Whichever way you choose to go about it, you need a sound plan and the steps below can help you initialize one;

1.    Understand your Motivation and Ideal Approach

Establishing your motivation for wanting to change to a fee-based model is a very important step in the transition. Beyond your zeal for the financial benefits, you need to ask certain questions and determine their answers. For instance; What service(s) are you looking to offer clients for a justified ongoing fee? Does it provide something your current model is missing? Do you want independence?

The transition shouldn’t just be about wanting to be able to charge ongoing fees but about having a well-defined value proposition for your fee-based clients. If you find the right reasons, your chances at choosing the right approach are high and the financial benefits will definitely follow.

2.    Forecast your Finances with Practical Considerations

Cash flow timing in a commission-based model is very different from the cash flow from a fee-based model. Detailed expense and income projections are essential in the transition to a fee-based model as you can better plan for a complete or gradual drop of commissions. Especially because of the definite income lag from the start.

If it’s going to affect your personal earnings, you better know it from the very beginning. Projections are much more helpful when practical considerations are not overlooked because there are many ways to start. You could decide to start your own solo RIA or join an existing RIA depending on which approach fits you better.

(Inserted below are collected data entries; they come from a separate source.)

PR #126, opened 2026-08-25
fix(store): tolerate concurrent reaping in readers

rioyu123:
## What

Room and note readers tolerate a file being reaped just before it is opened, instead of returning an HTTP 500. `last_seq` still falls back to the retained sequence floor; permission errors still propagate.

## Why

Checking whether a file exists does not prevent the idle reaper from removing it before `open()`. This updates the original fix for current main (`e4c4f73`), including its sharded storage and retained sequence state. Successful reads, exports, and write behavior are unchanged.

Thanks to @almondous for the [forward-port and additional regression tests](https://gist.github.com/almondous/2cb564dc069e17cc7dee71a9f8fc15fe). The original regressions are retained, with an additional state-machine rule for a `last_seq` read interrupted by reaping. No dependencies on other open PRs.

## Checks

- [x] No existing documentation becomes inaccurate; public responses are unchanged.
- [x] New abuse surface: nothing new.

Linux regression: 6 failures before the fix, all 13 supplemental cases pass afterward. Size caps, Chromium checks, and HTTP contract checks pass. Changelog and size baselines are unchanged.

### DIFF
--- a/CHANGELOG.md
+++ b/CHANGELOG.md
@@ -397,6 +397,10 @@ booted with `inf` was publishing JSON no strict parser would accept, and will no
   `/kv/did-<first 2 hex>/<remaining 14 hex>`; readers fall back to the legacy path. Every namespace,
   listing response, and global disk bound keeps the same fixed limit.
 
+- **Room and note reads tolerate concurrent idle reaping.** A reaper can unlink an idle file
+  after a reader resolves its path but before it opens it; every read path now treats that race as
+  the same ordinary empty result it returns when the file was already gone, instead of a 500.
+
 - **The MCP wheel and source distribution carry the Apache-2.0 legal files they declare.**
   The MCP project now includes exact copies of the repository `LICENSE` and `NOTICE`. CI verifies
   both built artifacts use the required archive paths, contain byte-identical legal files, and
--- a/src/store.py
+++ b/src/store.py
@@ -19,7 +19,7 @@ import time
 import unicodedata
 from collections import OrderedDict
 from collections.abc import Iterator
-from contextlib import contextmanager
+from contextlib import contextmanager, suppress
 from datetime import UTC, datetime
 from functools import lru_cache
 from pathlib import Path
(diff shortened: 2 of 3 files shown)


rioyu123:
@codex review

almondous:
Revalidated the reader/reaper race on current main `e4c4f73`. Driving the real idle reaper between path selection and open still produces `FileNotFoundError` in all four readers; ASGI HTTP checks also reproduce 500s for room and note reads.

I tested a local forward-port of your reader changes, preserving today's sharded layout and `last_seq` floor fallback. The latter matters: after a real reap, returning an unconditional zero would lose the retained cursor floor.

Thirteen additional checks produce six failures on main and all pass with the forward-port. Controls verify that permission errors remain visible, an already-open descriptor retains its snapshot, and export's existing missing-file handling remains unchanged. HTTP reads become an empty 200 for rooms and 404 for notes.

The complete local suite passes 795 tests, with one existing skip and 98.05% coverage. Ruff, formatting, ty, and caps pass; store code-lines decrease from 987 to 985. No changelog, size baseline, API shape, or dependency changes.

All 138 official Chromium checks pass too.

This is a local adaptation for review, not a rebase of your branch or a replacement PR. I can share the patch if useful. Tested on macOS / Python 3.12.9; Linux CI remains necessary.

rioyu123:
Thanks for rechecking this against current main, especially the retained `last_seq` floor. Could you share the forward-port, including any test changes, as a patch or a branch link? I will review the changes and run the Linux checks before updating this PR. That should also help avoid duplicating the work you have already done.

almondous:
Thanks for taking a look. Here are the [patch, application instructions, and verification notes](https://gist.github.com/almondous/2cb564dc069e17cc7dee71a9f8fc15fe).

It targets main `e4c4f73f3b28612d7161170b11e08e580b02123a`, confirmed by a fresh fetch today, not the old PR head. The patch contains only the four-reader changes in `src/store.py` and the 13-case regression test file, preserving the current `last_seq` floor fallback.

Before sharing, I rechecked patch application and reran the tests: 6 failures / 7 passes on unchanged main; 13 passes with the fix; full suite 795 passed with one existing skip and 98.05% coverage. Ruff, format, ty and size caps pass. The gist includes reproduction steps and the patch checksum.

This remains a supplemental forward-port of your fix for the existing PR, with attribution, not a replacement PR or an update to your branch. Linux checks are still outstanding; thank you for offering to run them.

rioyu123:
Thanks, @almondous. I reviewed the forward-port and reproduced the Linux regression results: 6 failures on current main, then all 13 cases passing with the fix. The retained `last_seq` floor is preserved.

I've incorporated your patch and tests into this PR, kept the original regressions, and added a state-machine rule for a `last_seq` read interrupted by reaping. The branch is updated with a normal merge, without a force-push. Your contribution is credited in the commit and PR description.

The full Linux suite passes (799 passed, 1 skipped), along with static checks, size caps, all 138 Chromium checks, and 881 HTTP contract cases. The old changelog edit is removed to match the current contribution rules; the size baseline is unchanged.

3.    Become a Dual-Registered or Hybrid Advisor

For your planned transition to begin, you need to become

eligible to carry out your fee-based business. So, you will have to become a “dual registered” advisor with your corporate RIA or the more appealing option of a “hybrid” advisor by forming your own RIA.

Getting the necessary authorization normally requires that you have the Series 65 license. It kick-starts the transition which then moves to the issue of retaining or disposing of former commission-based clients. Finding an interesting way to transition your existing book of business to the new fee-based model or retaining its commission format is going to be key to your success. Malvern Capital Management can help you get through this step like an expert.

4.    Stay Focused on the Bigger Picture with Expansive Financial Planning

Moving your business from commission to fee-based is a big decision and involves more than just a change of your compensation model. Advisors need to understand they are shifting from selling products to the purchasing of services on behalf of their clients. In today’s environment, this at least includes ongoing investment management or monitoring as the minimum standard for an advisory fee.

However, providing substantial personal financial planning advice will help boost the value proposition of your advisory firm and justify your advisory fees. Making sure you keep expanding your advice knowledge or hiring expert support keeps your business on track towards long-term success.

There’s no doubt that it costs more to secure a new client than it does to keeping an existing client. You don’t want to be left behind; there has never been a better time to change your commission business to fee-based.